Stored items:
Start of Block

PR #135, opened 2024-07-02
types: Implement API functions for `duration` type

muzarski:
This PR implements following set of API functions related to `duration` type:
- cass_statement_bind_duration_*
- cass_user_type_set_duration_*
- cass_tuple_set_duration
- cass_value_get_duration
- cass_value_is_duration
- cass_collection_append_duration

## Pre-review checklist

### DIFF
--- a/README.md
+++ b/README.md
@@ -197,13 +197,10 @@ The driver inherits almost all the features of C/C++ and Rust drivers, such as:
         </tr>
         <tr>
             <td>cass_user_type_set_custom[by_name]</td>
-            <td rowspan="3">Unimplemented because of the same reasons as binding for statements.<br> <b>Note</b>: The driver does not check whether the type of the value being set for a field of the UDT is compatible with the field's actual type.</td>
+            <td rowspan="2">Unimplemented because of the same reasons as binding for statements.<br> <b>Note</b>: The driver does not check whether the type of the value being set for a field of the UDT is compatible with the field's actual type.</td>
         </tr>
         <tr>
             <td>cass_user_type_set_decimal[by_name]</td>
-        </tr>
-        <tr>
-            <td>cass_user_type_set_duration[by_name]</td>
         </tr>
         <tr>
             <td colspan=2 align="center" style="font-weight:bold">Value</td>
--- a/README.md
+++ b/README.md
@@ -160,13 +160,10 @@ The driver inherits almost all the features of C/C++ and Rust drivers, such as:
         </tr>
         <tr>
             <td>cass_statement_bind_custom[by_name]</td>
-            <td rowspan="3">Binding is not implemented for custom types in the Rust driver. <br> Binding Decimal and Duration types requires encoding raw bytes into BigDecimal and CqlDuration types in the Rust driver. <br> <b>Note</b>: The driver does not validate the types of the values passed to queries.</td>
+            <td rowspan="2">Binding is not implemented for custom types in the Rust driver. <br> Binding Decimal type requires encoding raw bytes into BigDecimal type in the Rust driver. <br> <b>Note</b>: The driver does not validate the types of the values passed to queries.</td>
         </tr>
         <tr>
             <td>cass_statement_bind_decimal[by_name]</td>
-        </tr>
-        <tr>
-            <td>cass_statement_bind_duration[by_name]</td>
         </tr>
         <tr>
             <td colspan=2 align="center" style="font-weight:bold">Future</td>
--- a/README.md
+++ b/README.md
@@ -190,13 +190,10 @@ The driver inherits almost all the features of C/C++ and Rust drivers, such as:
         </tr>
         <tr>
             <td>cass_collection_append_custom[_n]</td>
-            <td rowspan="3">Unimplemented because of the same reasons as binding for statements.<br> <b>Note</b>: The driver does not check whether the type of the appended value is compatible with the type of the collection items.</td>
+            <td rowspan="2">Unimplemented because of the same reasons as binding for statements.<br> <b>Note</b>: The driver does not check whether the type of the appended value is compatible with the type of the collection items.</td>
         </tr>
         <tr>
             <td>cass_collection_append_decimal</td>
-        </tr>
-        <tr>
-            <td>cass_collection_append_duration</td>
         </tr>
         <tr>
             <td colspan=2 align="center" style="font-weight:bold">User Defined Type</td>
--- a/README.md
+++ b/README.md
@@ -215,15 +215,8 @@ The driver inherits almost all the features of C/C++ and Rust drivers, such as:
             <td colspan=2 align="center" style="font-weight:bold">Value</td>
         </tr>
         <tr>
-            <td>cass_value_is_duration</td>
-            <td>Unimplemented</td>
-        </tr>
-        <tr>
             <td>cass_value_get_decimal</td>
-            <td rowspan="2">Getting raw bytes of Decimal and Duration values requires lazy deserialization feature in the Rust driver.</td>
-        </tr>
-        <tr>
-            <td>cass_value_get_duration</td>
+            <td>Getting raw bytes of Decimal values requires lazy deserialization feature in the Rust driver.</td>
         </tr>
         <tr>
             <td>cass_value_get_bytes</td>
--- a/scylla-rust-wrapper/src/binding.rs
+++ b/scylla-rust-wrapper/src/binding.rs
@@ -137,9 +137,8 @@ macro_rules! make_appender {
 }
 
 // TODO: Types for which binding is not implemented yet:
-// custom - Not implemented in Rust driver?
+// custom - Not implemented in Rust driver
 // decimal
-// duration - DURATION not implemented in Rust Driver
 
 macro_rules! invoke_binder_maker_macro_with_type {
     (null, $macro_name:ident, $this:ty, $consume_v:expr, $fn:ident) => {
@@ -275,6 +274,21 @@ macro_rules! invoke_binder_maker_macro_with_type {
                 }
             },
             [v @ crate::inet::CassInet]
+        );
+    };
+    (duration, $macro_name:ident, $this:ty, $consume_v:expr, $fn:ident) => {
+        $macro_name!(
+            $this,
+            $consume_v,
+            $fn,
+            |m, d, n| {
+                Ok(Some(Duration(scylla::frame::value::CqlDuration {
+                    months: m,
+                    days: d,
+                    nanoseconds: n
+                })))
+            },
+            [m @ cass_int32_t, d @ cass_int32_t, n @ cass_int64_t]
         );
     };
     (collection, $macro_name:ident, $this:ty, $consume_v:expr, $fn:ident) => {
--- a/scylla-rust-wrapper/src/query_result.rs
+++ b/scylla-rust-wrapper/src/query_result.rs
@@ -1165,12 +1165,12 @@ pub unsafe extern "C" fn cass_value_is_null(value: *const CassValue) -> cass_boo
 pub unsafe extern "C" fn cass_value_is_collection(value: *const CassValue) -> cass_bool_t {
     let val = ptr_to_ref(value);
 
-    match val.value {
-        Some(Value::CollectionValue(Collection::List(_))) => true as cass_bool_t,
-        Some(Value::CollectionValue(Collection::Set(_))) => true as cass_bool_t,
-        Some(Value::CollectionValue(Collection::Map(_))) => true as cass_bool_t,
-        _ => false as cass_bool_t,
-    }
+    matches!(
+        val.value_type.get_value_type(),
+        CassValueType::CASS_VALUE_TYPE_LIST
+            | CassValueType::CASS_VALUE_TYPE_SET
+            | CassValueType::CASS_VALUE_TYPE_MAP
+    ) as cass_bool_t
 }
 
 #[no_mangle]
@@ -1544,9 +1544,6 @@ extern "C" {
 }
 extern "C" {
     pub fn cass_value_type(value: *const CassValue) -> CassValueType;
-}
-extern "C" {
-    pub fn cass_value_is_collection(value: *const CassValue) -> cass_bool_t;
 }
 extern "C" {
     pub fn cass_value_item_count(collection: *const CassValue) -> size_t;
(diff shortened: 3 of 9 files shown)


muzarski:
@Lorak-mmk @wprzytula Do you know how to enable the tests for the duration type? I see there is a `tests/src/integration/values/duration.hpp` file but I'm not sure how to enable it in CI.

muzarski:
> @Lorak-mmk @wprzytula Do you know how to enable the tests for the duration type? I see there is a `tests/src/integration/values/duration.hpp` file but I'm not sure how to enable it in CI.

I see that the duration tests were run in CI: `12 tests from CassandraTypes/CassandraTypesTests/7, where TypeParam = test::driver::NullableValue<test::driver::values::Duration>`. I'm curious why `Decimal` tests are not being run (decimal is unimplemented type).

Lorak-mmk (approved):

Lorak-mmk:
> @Lorak-mmk @wprzytula Do you know how to enable the tests for the duration type? I see there is a `tests/src/integration/values/duration.hpp` file but I'm not sure how to enable it in CI.

To be honest I'm not sure how those tests work. I can see that both duration and decimal have some special handling.
Those tests are defined in `tests/src/integration/tests/test_cassandra_types.cpp`
I can see that there is some specialization for Duration: https://github.com/scylladb/cpp-rust-driver/blob/805ef4c3a3f35e35d9e0736a86e47b2c600c3c4e/tests/src/integration/tests/test_cassandra_types.cpp#L98
And later some registration for types excluding duration: https://github.com/scylladb/cpp-rust-driver/blob/805ef4c3a3f35e35d9e0736a86e47b2c600c3c4e/tests/src/integration/tests/test_cassandra_types.cpp#L884-L891
There is also some instantiation that includes decimal: https://github.com/scylladb/cpp-rust-driver/blob/805ef4c3a3f35e35d9e0736a86e47b2c600c3c4e/tests/src/integration/tests/test_cassandra_types.cpp#L925-L930

Lorak-mmk:
> > @Lorak-mmk @wprzytula Do you know how to enable the tests for the duration type? I see there is a `tests/src/integration/values/duration.hpp` file but I'm not sure how to enable it in CI.
> 
> I see that the duration tests were run in CI: `12 tests from CassandraTypes/CassandraTypesTests/7, where TypeParam = test::driver::NullableValue<test::driver::values::Duration>`. I'm curious why `Decimal` tests are not being run (decimal is unimplemented type).

Where do you see that? I don't see any occurence of decimal or duration in CI logs.

muzarski:
> > > @Lorak-mmk @wprzytula Do you know how to enable the tests for the duration type? I see there is a `tests/src/integration/values/duration.hpp` file but I'm not sure how to enable it in CI.
> > 
> > 
> > I see that the duration tests were run in CI: `12 tests from CassandraTypes/CassandraTypesTests/7, where TypeParam = test::driver::NullableValue<test::driver::values::Duration>`. I'm curious why `Decimal` tests are not being run (decimal is unimplemented type).
> 
> Where do you see that? I don't see any occurence of decimal or duration in CI logs.

build job, step `Run integration tests on Scylla 5.0.0`, line 577

Lorak-mmk:
I see. Ctrl + f seems to be quite unreliable in those logs...

muzarski:
v2: rebased on master

README.md
```diff
@@ -160,14 +160,11 @@ The driver inherits almost all the features of C/C++ and Rust drivers, such as:
         </tr>
         <tr>
             <td>cass_statement_bind_custom[by_name]</td>
-            <td rowspan="3">Binding is not implemented for custom types in the Rust driver. <br> Binding Decimal and Duration types requires encoding raw bytes into BigDecimal and CqlDuration types in the Rust driver. <br> <b>Note</b>: The driver does not validate the types of the values passed to queries.</td>
+            <td rowspan="2">Binding is not implemented for custom types in the Rust driver. <br> Binding Decimal type requires encoding raw bytes into BigDecimal type in the Rust driver. <br> <b>Note</b>: The driver does not validate the types of the values passed to queries.</td>
```
wprzytula, line 163: > The driver does not validate the types of the values passed to queries.

Is this still true after the driver version was bumped to include the serialization refactor?

README.md
```diff
@@ -190,40 +187,27 @@ The driver inherits almost all the features of C/C++ and Rust drivers, such as:
         </tr>
         <tr>
             <td>cass_collection_append_custom[_n]</td>
-            <td rowspan="3">Unimplemented because of the same reasons as binding for statements.<br> <b>Note</b>: The driver does not check whether the type of the appended value is compatible with the type of the collection items.</td>
+            <td rowspan="2">Unimplemented because of the same reasons as binding for statements.<br> <b>Note</b>: The driver does not check whether the type of the appended value is compatible with the type of the collection items.</td>
```
wprzytula, line 190: Why can we decrement the span?

scylla-rust-wrapper/src/binding.rs
```diff
@@ -139,7 +139,6 @@ macro_rules! make_appender {
 // TODO: Types for which binding is not implemented yet:
 // custom - Not implemented in Rust driver?
 // decimal
```
wprzytula: Let's remove the question mark. Custom types are not supported in Rust driver, and are not planned to be supported in the future.

scylla-rust-wrapper/src/query_result.rs
```diff
@@ -1102,6 +1102,28 @@ pub unsafe extern "C" fn cass_value_get_string(
...
 
+#[no_mangle]
+pub unsafe extern "C" fn cass_value_get_duration(
+    value: *const CassValue,
+    months: *mut cass_int32_t,
+    days: *mut cass_int32_t,
+    nanos: *mut cass_int64_t,
+) -> CassError {
+    let val: &CassValue = ptr_to_ref(value);
+
```
wprzytula: `cass_value_get_bytes()` additionally checks if the pointer is NULL, and returns an error in such case. Please double check that cpp-driver does it not for `cass_value_get_duration`, too, and gain insight why it does so for `bytes`.

scylla-rust-wrapper/src/query_result.rs
```diff
@@ -1146,6 +1168,16 @@ pub unsafe extern "C" fn cass_value_is_collection(value: *const CassValue) -> ca
...
 
+#[no_mangle]
+pub unsafe extern "C" fn cass_value_is_duration(value: *const CassValue) -> cass_bool_t {
+    let val = ptr_to_ref(value);
+
+    match val.value {
+        Some(Value::RegularValue(CqlValue::Duration(_))) => true as cass_bool_t,
+        _ => false as cass_bool_t,
+    }
+}
```
wprzytula: Shouldn't we rather use a consise `matches!` macro? I recall that clippy tends to complain about writing the fully-fledged `match` statement in such cases. Probably it's the cast to `cass_bool_t` that keeps it silent here.

scylla-rust-wrapper/src/value.rs
```diff
@@ -95,6 +101,31 @@ impl CassCqlValue {
     }
 }
 
+// These are copied from rust-driver. Maybe we should make them public there.
+fn zig_zag_encode(v: i64) -> u64 {
+    ((v >> 63) ^ (v << 1)) as u64
+}
```
wprzytula: Definitely, let's not copy them!
Let's make `vint_encode` and `vint_decode` public in `scylla_cql`. `cpp-rust-driver` can depend on `scylla-cql` directly, too, and then we don't even have to expose them in `scylla` crate.

scylla-rust-wrapper/src/value.rs
```diff
@@ -191,6 +222,13 @@ fn_serialize_via_writer!(serialize_inet, IpAddr, |me, writer| {
         IpAddr::V6(ip) => writer.set_value(&ip.octets()).unwrap(),
     }
 });
+fn_serialize_via_writer!(serialize_duration, CqlDuration, |me, writer| {
+    let mut buf = Vec::with_capacity(27); // worst case size is 27
```
wprzytula: Wait, why? This 27 seems like magic to me.

README.md
muzarski: It won't be true once we merge: https://github.com/scylladb/cpp-rust-driver/pull/143.

The PR that bumped driver's version implemented a naive serialization (with no typechecks). In cpp-driver, the typechecks are performed during binding, so I decided to implement it in separate PR.

README.md
muzarski: Because we removed `cass_collection_append_duration` row:
```
        <tr>
            <td>cass_collection_append_duration</td>
        </tr>
```

This leaves us with just `cass_collection_apend_custom` and `cass_collection_append_decimal` rows.

scylla-rust-wrapper/src/query_result.rs
muzarski: The cpp-driver actually does that for all of `cass_value_get_[...]` functions. I'll adjust it in cpp-rust-driver in this PR. To be quite honest, I'm not sure when `CassValue` pointer can be null, but it's better to verify that it's non-null anyway.

wprzytula: That's yet another spot in cpp-rust-driver where we are hazardously close to triggering UB. For the next releases, we undoubtedly have to focus on stability and memory safety. Let's start with refactoring the binding framework, as discussed, and then we should probably proceed with thorough and meticulous code inspection to detect potential trouble before it arises in production.

muzarski: What's interesting is that other `cass_value_*` functions in cpp-driver do not have that check - e.g. `cass_value_is_null` does not check whether the pointer itself is null.

scylla-rust-wrapper/src/query_result.rs
muzarski: Good thing that you mentioned that! Thanks to that, I realized that the logic itself is not correct. Even if the value is `None`, it can be a duration value (null). We need to check the type, not the value.

The bug is a result of me basing on implementation of `cass_value_is_collection`, which has this bug as well...

scylla-rust-wrapper/src/value.rs
muzarski: This is rust driver's code. I'll try to investigate it.

scylla-rust-wrapper/src/value.rs
muzarski: Opened a PR: https://github.com/scylladb/scylla-rust-driver/pull/1047

scylla-rust-wrapper/src/value.rs
muzarski: I think I found an explanation. A fragment of `unsigned_vint_encode`:
```rust
    let mut number_of_bytes = (639 - 9 * v.leading_zeros()) >> 6;
```

The maximum value of `number_of_bytes` is 9 (`639 >> 6`). The value is `mut`, but it is only decreased in some cases. We have 3 values (months, days, nanos), 3 x 9 = 27.

wprzytula: Let's put the explanation in the code. It should land in Rust driver's code, too.

piodul: Can't we just invoke `<CqlDuration as SerializeValue>::serialize()` here? Is this necessary to reimplement this in such low level way?

muzarski: We unfortunately can't, since rust-driver does the typechecks in builtin `SerializeValue` implementations. cpp-driver handles typechecks in a very specific way. We should not do the typechecks for elements of an untyped collection (yes, there is such thing in cpp-driver) - users are allowed to bind a value of any type to such collection (thus, the typecheck should not be performed).

piodul: The implementation in scylla-rust-driver indeed performs type checking, but can't we just pass the expected type when serializing? i.e. `my_cql_duration_value.serialize(&CqlType::Duration, writer)`?

muzarski: Hmmm, I like this idea. We could do it for other types excluding udts/collections/tuples as well.

@Lorak-mmk @wprzytula WDYT?

muzarski:
v3:
- rebased on master
- addressed minor issues
- fixed `cass_value_is_duration` and `cass_value_is_collection`
- making use of rust-driver's builtin serialization for simple types (first commit).

scylla-rust-wrapper/src/value.rs
```diff
@@ -73,18 +77,53 @@ impl CassCqlValue {
...
+            // will never fail. Thanks to that, we do not have to reimplement low-level serialization
+            // for each type.
+            CassCqlValue::TinyInt(v) => {
+                <i8 as SerializeCql>::serialize(v, &ColumnType::TinyInt, writer)
+            }
+            CassCqlValue::SmallInt(v) => {
+                <i16 as SerializeCql>::serialize(v, &ColumnType::SmallInt, writer)
+            }
+            CassCqlValue::Int(v) => <i32 as SerializeCql>::serialize(v, &ColumnType::Int, writer),
+            CassCqlValue::BigInt(v) => {
```
wprzytula: I'd prefer to have these changes in a separate PR. Refactors should be separate from new features (duration support).

wprzytula (changes requested):

scylla-rust-wrapper/src/value.rs
muzarski: Ok, I'll move it. This PR will base on the PR introducing these changes.

muzarski: https://github.com/scylladb/cpp-rust-driver/pull/152

muzarski:
v3.1: rebased on master

wprzytula (approved):

Lorak-mmk (approved):

scylla-rust-wrapper/src/value.rs
Lorak-mmk: Those are no longer required, so I'm marking as resolved

Lorak-mmk:
One more question: before you mentioned some tests that were incorrectly skipped. Is that fixed now?

muzarski:
> One more question: before you mentioned some tests that were incorrectly skipped. Is that fixed now?

Yes, there is an issue for that: https://github.com/scylladb/cpp-rust-driver/issues/144. Do you want me to fix it before merging this PR?

Lorak-mmk:
It can be a separate PR - but I don't want to postpone it too long.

End of Block

» **Work request**
In the entries above, find each line that includes the string "days" and copy it.

» **Exercise solution**
+                    days: d,
+    days: *mut cass_int32_t,
The maximum value of `number_of_bytes` is 9 (`639 >> 6`). The value is `mut`, but it is only decreased in some cases. We have 3 values (months, days, nanos), 3 x 9 = 27.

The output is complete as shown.